If you’re a longtime gamer and a nostalgia junkie, the biggest dose of the yesteryear warm and fuzzies you’ll get from a video game in 2020 will undoubtedly be from Tony Hawk’s Pro Skater 1+2, a remaster of the first two games in the franchise.
And it’s not even close.
You boot up, and “Guerrilla Radio” by Rage Against the Machine blares through your speakers as you see a collage of familiar faces, then you crash through the wall into the familiar warehouse level as Tony Hawk while the fast-paced ska-centric drums of “Superman” by Goldfinger literally beg you to try a 900 right out of the gate. The game is nonstop good vibes.
If you’re like me and you haven’t played Tony Hawk in over a decade, your next dose of nostalgia will come from the fact that you probably also mashed buttons the first time you played the game instead of taking a second to learn the right techniques. That was an unexpected memory when I approached my first half-pipe and realized, “Oh wait, I forgot how to do everything!”
But it doesn’t matter. The demo is literally just two minutes in the warehouse as Tony Hawk. In truth, it really doesn’t need to be anything else. This early peek is a great precursor of things to come and all you really need to get excited about the full release on Sept. 4. It doesn’t just have the tricks from the original two games. You get more features from the entire series brought in to bolster the experience. This is a brilliant move by Vicarious Visions, the creator of the remaster: Give the fans just enough to continue playing through the rest of August, until next month, when we can finally try our Kickflip McTwists on other levels.
The graphics look solid and are a great upgrade to the original version. Early 3D games, though a feat for their time, don’t exactly hold up to today’s standards. This remastered version seems to stay true to the originals while adding its own flair and subtleties, which is great to see. It could have been a straight-up remaster with nothing different, and it still would have been successful because of the franchise’s popularity, but it doesn’t feel like that was enough for the developers, which should be applauded.
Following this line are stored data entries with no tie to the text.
PR #1544, opened 2022-06-30
LOG-2667: Install logging UI automatically with logging operators

alanconway:
Reconciler to create or update the logging view plugin and related objects.

Note: WIP, not yet integrated into the CLO's reconcile loop. PR up for review.


internal/consoleplugin/config.go
```diff
@@ -0,0 +1,223 @@
...
+		replicas:    1,
+	}
+}
+
+func (cf *Config) secret() string              { return cf.Name + "-secret" }
+func (cf *Config) configMapName() string       { return cf.Name + "-conf" }
+func (cf *Config) selector() map[string]string { return map[string]string{"app": cf.Name} }
+
+const (
+	labelApp             = "app"
```
jcantrill, line 49: These are generally labels we should add to all components. Please move to internal/constants.

internal/consoleplugin/config.go
```diff
@@ -0,0 +1,223 @@
...
+	if l == nil {
+		l = map[string]string{}
+	}
+	l[labelApp] = cf.Name
+	l[labelAppK8sName] = cf.Name
+	l[labelAppK8sCreatedBy] = cf.CreatedBy
+	o.SetLabels(l)
+}
+
+func (cf *Config) configMap() *corev1.ConfigMap {
```
jcantrill, line 66: Please use the utility functions in our runtime package in lieu of writing a new one

internal/consoleplugin/config.go
```diff
@@ -0,0 +1,223 @@
...
+			Type:            corev1.ServiceType("ClusterIP"),
+			SessionAffinity: corev1.ServiceAffinity("None"),
+		},
+	}
+	cf.setup(o)
+	return o
+}
+
+func (cf *Config) deployment() *appv1.Deployment {
+	o := &appv1.Deployment{
```
jcantrill, line 120: Same here. We have utilities and builders to do this

jcantrill, line 120: Console plug-ins really require a server instead of providing config that gets loaded by the console?

internal/consoleplugin/console_test.go.bad
```diff
@@ -0,0 +1,42 @@
+package console_test
```
jcantrill, line 1: Please fix me or delete me

internal/consoleplugin/reconciler.go
```diff
@@ -0,0 +1,170 @@
...
+}
+
+func (r *Reconciler) reconcileConsolePlugin(ctx context.Context) error {
+	want := r.consolePlugin
+	got := &consolev1alpha1.ConsolePlugin{}
+	return r.reconcileObject(ctx, want, got, func() (bool, error) {
+		if got.Labels == nil || got.Labels[labelAppK8sCreatedBy] != r.createdBy {
+			// ConsolePlugin exists but was not created by us. Leave it alone.
+			gvk, _ := apiutil.GVKForObject(want, r.c.Scheme())
+			rm, _ := r.c.RESTMapper().RESTMapping(gvk.GroupKind(), gvk.Version)
```
jcantrill, line 93: These seems like the wrong client to do these. It was my understanding there are higher level abstractions then RESTMapper. See anywhere else we create objects

internal/consoleplugin/reconciler.go
```diff
@@ -0,0 +1,170 @@
...
+			return false, errors.NewAlreadyExists(rm.Resource.GroupResource(), want.Name)
+		}
+		if reflect.DeepEqual(want.Spec, got.Spec) {
```
jcantrill, line 96: I don't think it is enough to only compare spec. What about the labels which we want to control

internal/consoleplugin/reconciler.go
```diff
@@ -0,0 +1,170 @@
...
+		}
+		return true, nil
+	})
+}
+
+func (r *Reconciler) reconcileConfigMap(ctx context.Context) error {
+	want := r.configMap
+	got := &corev1.ConfigMap{}
+	return r.reconcileObject(ctx, want, got, func() (bool, error) {
+		return !reflect.DeepEqual(want.Data, got.Data), nil
```
jcantrill, line 109: Same question here about the labels

internal/consoleplugin/reconciler.go
```diff
@@ -0,0 +1,170 @@
...
+	return r.reconcileObject(ctx, want, got, func() (bool, error) {
+		return !reflect.DeepEqual(want.Spec, got.Spec), nil
+	})
+}
+
+func (r *Reconciler) reconcileService(ctx context.Context) error {
+	want := r.service
+	got := &corev1.Service{}
+	return r.reconcileObject(ctx, want, got, func() (bool, error) {
+		if reflect.DeepEqual(want.Spec.Ports, got.Spec.Ports) &&
```
jcantrill, line 125: We likely already have a service reconciliation that does this

jcantrill (changes requested):
There looks to be a lot of work to fully realize this integration

internal/consoleplugin/config.go
jgbernalp: Hi @jcantrill, yes the dynamic console plugins require a server and some configuration on the console to enable them. https://github.com/openshift/enhancements/blob/master/enhancements/console/dynamic-plugins.md#delivering-plugins

internal/cmd/logging-view/main.go
```diff
@@ -0,0 +1,38 @@
+package main
```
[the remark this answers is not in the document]
alanconway: It does, the binary is just for manual testing. I can drop it since I have automated tests, but I thought it might be handy.

internal/consoleplugin/config.go
alanconway: This is not a generic utility function, it populates the configmap with data required for the console. In this case it seems simpler to just create a corev1.ConfigMap{...} with the necessary data than to use the more indirect builders.

internal/consoleplugin/console_test.go.bad
alanconway: Oops.

internal/consoleplugin/reconciler.go
alanconway: I've dropped this, it was just to construct an "AlreadyExists" error, which is surprisingly hard. I'm not returning that error anymore, since having an already existing console plugin isn't an error, it just means some other controller set it up and there's nothing for us to do.

internal/consoleplugin/reconciler.go
alanconway: where would I look for that?

alanconway:
@jcantrill thanks for comments, all the ones I haven't resolved I will fix in the next pass.

internal/consoleplugin/config.go
alanconway: Fixed in next push.

internal/consoleplugin/config.go
```diff
@@ -0,0 +1,223 @@
...
+}
+
+// NewConfig returns a config with default settings.
+// Modify exported fields to change settings.
+func NewConfig(namespace, createdBy string) *Config {
+	return &Config{
+		CreatedBy: createdBy,
+		Name:      "logging-view-plugin",
+		Namespace: namespace,
+		Image:     "quay.io/gbernal/logging-view-plugin:latest", // FIXME
```
jcantrill, line 34: There is a utility for fetching this.  search `RELATED_` as this also requires manifest changes

internal/consoleplugin/config.go
jcantrill: This is the function of which I speak https://github.com/openshift/cluster-logging-operator/blob/master/internal/k8shandler/configmap.go#L11

internal/consoleplugin/reconciler.go
alanconway: Fixed next push

internal/consoleplugin/reconciler.go
alanconway: Fixed next push

internal/consoleplugin/config.go
```diff
@@ -0,0 +1,223 @@
...
+						root                /usr/share/nginx/html;
+					}
+				}
+				`, cf.nginxPort)},
+	}
+	cf.setup(o)
+	return o
+}
+
+func (cf *Config) service() *corev1.Service {
```
jcantrill, line 94: https://github.com/openshift/cluster-logging-operator/blob/master/internal/factory/service.go

internal/consoleplugin/config.go
jcantrill: https://github.com/openshift/cluster-logging-operator/blob/master/internal/k8shandler/deployment.go#L15

internal/consoleplugin/reconciler.go
jcantrill: here but doesnt look generic.  https://github.com/openshift/cluster-logging-operator/blob/master/internal/k8shandler/collection.go#L197  I know EO has made many of these reconcilers generic

alanconway: Can't find it, e.g. the collector service is reconciled directly:  https://github.com/alanconway/cluster-logging-operator/blob/logging-view-plugin/internal/k8shandler/collection.go#L197

test/client/client.go
```diff
@@ -253,6 +254,9 @@ func (c *Client) Host() string { return c.cfg.Host }
 // ControllerRuntimeClient returns the underlying controller runtime Client
 func (c *Client) ControllerRuntimeClient() crclient.Client { return c.c }
 
+// HTTPClient returns a plain http.Client with same config as this client.
+func (c *Client) HTTPClient() (*http.Client, error) { return rest.HTTPClientFor(c.cfg) }
```
jcantrill, line 258: I assume we no longer need this?

internal/consoleplugin/config.go
jcantrill: Can we correct it "WHEN" and "IF" it moves and reduce the code duplication in the code base?

test/client/client.go
alanconway: You're right - I can construct that client in the e2e test without messing with test.Client(). Fixed next push.

alanconway:
@jcantrill I think this covers all your issues except for using builders/runtime helpers for creating objects. The e2e test is failing but I'll sort that tomorrow.
I'm leaving the object creation as is because: 
- we will probably want to move this code to the logging console repo when the dust settles so all operatos can use it. it'll be easier to do that if we minimise deps on CLO helpers.
- object construction in this case is very simple (just a straight struct literal) so there's limited gain from using the helpers.
What do you think?

internal/consoleplugin/config.go
alanconway: See latest comments..

jcantrill:
> @jcantrill I think this covers all your issues except for using builders/runtime helpers for creating objects. The e2e test is failing but I'll sort that tomorrow. I'm leaving the object creation as is because:
> 
> * we will probably want to move this code to the logging console repo when the dust settles so all operatos can use it. it'll be easier to do that if we minimise deps on CLO helpers.

Who are "all the operators" in this use case?  Is the intent to provide a console plugin for a generic deployment of Loki?  Isn't the plugin highly coupled to the "logging" streams (e.g. application, infra).  I say this because console integration seem to be only valid for the "logging" usecase of loki store and no other.  

> * object construction in this case is very simple (just a straight struct literal) so there's limited gain from using the helpers.
>   What do you think?

I'm thinking more of the maintenance usecase where we need to mass change a resource.  My preference is to minimize code duplication regardless of the simplicity but its not pressing.  I fear though this code will not actually move and we will be left with more tech debt.

alanconway:
@jcantrill done - I accept your arguments, used the helpers. It's not a big deal to change back if/when we need to. Also did consistent env.vars & manifest changes, a better e2e test, and a fakeclient unit test. LGTM?

internal/consoleplugin/config.go
```diff
@@ -0,0 +1,205 @@
...
+
+// NewConfig returns a config with default settings.
+// Modify exported fields to change settings.
+func NewConfig(namespace, createdBy string) *Config {
+	return &Config{
+		CreatedBy: createdBy,
+		Name:      "logging-view-plugin",
+		Namespace: namespace,
+		Image:     utils.GetComponentImage(constants.ConsolePluginName),
+		LokiName:  "lokistack-dev-query-frontend-http",
```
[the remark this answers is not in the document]
alanconway: Fixed - taking the name from the default output URL.

apis/logging/v1/groupversion_info.go
```diff
@@ -35,7 +35,7 @@ var (
 	AddToScheme = SchemeBuilder.AddToScheme
 )
 
-// +kubebuilder:rbac:groups=console.openshift.io,resources=consolelinks;consoleexternalloglinks,verbs=get;create;update;delete
+// +kubebuilder:rbac:groups=console.openshift.io,resources=consolelinks;consoleexternalloglinks;consoleplugins,verbs=get;create;update;delete
```
xperimental, line 38: For me there's an error when using the ConsolePlugin as an OwnerRef:

```
cannot set blockOwnerDeletion if an ownerReference refers to a resource you can't set finalizers on
```

Adding this to the role has fixed this issue:

```suggestion
// +kubebuilder:rbac:groups=console.openshift.io,resources=consolelinks;consoleexternalloglinks;consoleplugins,verbs=get;create;update;delete
// +kubebuilder:rbac:groups=console.openshift.io,resources=consoleplugins/finalizers,verbs=update
```

internal/consoleplugin/config.go
```diff
@@ -0,0 +1,205 @@
...
+					include            /etc/nginx/mime.types;
+					default_type       application/octet-stream;
+					keepalive_timeout  65;
+					server {
+						listen              %v ssl;
+						ssl_certificate     /var/serving-cert/tls.crt;
+						ssl_certificate_key /var/serving-cert/tls.key;
+						root                /usr/share/nginx/html;
+					}
+				}
```
xperimental, line 81: Does it make sense to have this as a "file embed" instead of a string constant?

internal/k8shandler/logstore_lokistack.go
```diff
@@ -28,6 +37,35 @@ func (clusterRequest *ClusterLoggingRequest) createOrUpdateLokiStackLogStore() e
...
+			}
+			u, err := url.Parse(o.URL)
+			if err != nil {
+				return "", err
+			}
+			return u.Host, nil
+		}
+	}
+	return "", errors.New("no default output")
+}
```
xperimental, line 54: I think this could be simplified by generating the hostname based on the LokiStack name and ClusterLogging namespace, similar to the code in [`forwarding.go`](https://github.com/openshift/cluster-logging-operator/blob/b09b736e639b24cf1e28b7391111726e7745e46c/internal/k8shandler/forwarding.go#L384):

```suggestion
func findDefaultLokiHost(clusterLogging *logging.ClusterLogging) (string, error) {
	logStore := clusterLogging.Spec.LogStore
	if logStore == nil || logStore.Type != logging.LogStoreTypeLokiStack {
		return "", fmt.Errorf("logstore does not use LokiStack: %v", logStore)
	}

	return fmt.Sprintf("%s-query-frontend-http.%s.svc", logStore.LokiStack.Name, clusterLogging.Namespace), nil
}
```

xperimental (commented):
Not done with the review yet, had no success with the plugin showing up in my console so far.

Makefile
```diff
@@ -24,6 +24,8 @@ export NAMESPACE?=openshift-logging
 IMAGE_LOGGING_FLUENTD?=quay.io/openshift-logging/fluentd:1.14.6
 IMAGE_LOGGING_VECTOR?=quay.io/openshift-logging/vector:0.21-rh
 IMAGE_LOGFILEMETRICEXPORTER?=quay.io/openshift-logging/log-file-metric-exporter:1.1
+IMAGE_LOGGING_CONSOLE_PLUGIN?=quay.io/gbernal/logging-view-plugin:latest
```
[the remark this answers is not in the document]
alanconway: done

apis/logging/v1/groupversion_info.go
alanconway: Fixed

internal/consoleplugin/config.go
alanconway: ??

internal/k8shandler/logstore_lokistack.go
alanconway: Have a look at the latest.

bundle/manifests/clusterlogging.clusterserviceversion.yaml
```diff
@@ -414,6 +415,8 @@ spec:
                   value: quay.io/openshift-logging/fluentd:1.14.6
                 - name: RELATED_IMAGE_LOG_FILE_METRIC_EXPORTER
                   value: quay.io/openshift-logging/log-file-metric-exporter:latest
+                - name: RELATED_IMAGE_LOGGING_CONSOLE_PLUGIN
+                  value: quay.io/openshift-logging/logging-view-plugin:latest
```
jcantrill, line 419: Do we have CI building this image that should be configured in CI for this repo?

internal/k8shandler/forwarding.go
```diff
@@ -313,6 +314,23 @@ func (clusterRequest *ClusterLoggingRequest) verifyInputs(spec *logging.ClusterL
...
+	}
+	return constants.LokiStackName
+}
+
+// DefaultLokiStackURL returns the URL of the default lokistack log store.
+// The tenant and request path will be added.
+func (clusterRequest *ClusterLoggingRequest) DefaultLokiStackURL(tenantPath string) string {
+	name := clusterRequest.LogStoreLokiStackName()
+	path := path.Join("/api/logs/v1", tenantPath)
+	return fmt.Sprintf("https://%s-gateway-http.%s.svc:8080%s", name, constants.OpenshiftNS, path)
```
jcantrill, line 331: Are we certain the default stack has to be in openshift-logging ?  @xperimental @periklis

internal/consoleplugin/config.go
alanconway: Maybe, but it's pretty short and this is simple. A separate file is one more thing to keep track of.

internal/k8shandler/forwarding.go
alanconway: If not then we need to add a Namespace fileld to LogStore.LokiStack. @xperimental ?

config/rbac/role.yaml
```diff
@@ -58,6 +58,7 @@ rules:
   resources:
   - consoleexternalloglinks
   - consolelinks
+  - consoleplugins
```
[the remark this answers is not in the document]
alanconway: I'm a bit confused about why we have those two role files now - added the missing resources to cluster-logging-operator_clusterrole.yaml just in case.

bundle/manifests/clusterlogging.clusterserviceversion.yaml
alanconway: I believe so @periklis ? The upstream quay.io image is one I pushed manually for now, @jgbernalp is going to automate it.

internal/k8shandler/forwarding.go
periklis: There is no mandatory check except docs, but since our Lokistack tenant mode is called out as `openshift-logging` I want to keep our stack for in cluster operations on this namespace only, else folks won't get any logs

jcantrill: @periklis does this mean this implementation is acceptable?

bundle/manifests/clusterlogging.clusterserviceversion.yaml
jcantrill: https://github.com/openshift/release/pull/30506

internal/k8shandler/forwarding.go
xperimental: I think this is the last thread still open on the "old PR": The namespace field has been removed from the LokiStack log-store configuration on purpose. It operates on the assumption that the LokiStack used for logging is in the same namespace as the `ClusterLogging` resource (which will be `openshift-logging` in all cases that I know of).

In general, it is not a big change to add a `Namespace` field to the resource, I just don't know if this is necessary.

alanconway:
/close
replaced by #1578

Skateboarding’s popularity was at an all-time high in the zeitgeist when Tony Hawk’s Pro Skater, the first game in the series, was released in 1999. It became a lovable game even for those who didn’t care much for skate culture in real life, similar to games such as Mike Tyson’s Punch Out (boxing) and NHL 94 (hockey) before it. The title was just very enjoyable and appreciated by people who love video games.
This version might rely most on old-school fans rediscovering the game all over again, but anyone who picks this up for the first time will also be able to enjoy that fresh experience of grinding away at learning new tricks and trying to beat your high score and the joy that comes when you finally do.
If you preordered the game, you have access to the demo and can download it today. You also got the demo if you were one of the lucky few to have ordered the “Tony Hawk Burrito” at Chipotle for a limited time. The game will be available on PS4, Xbox One and Windows PC.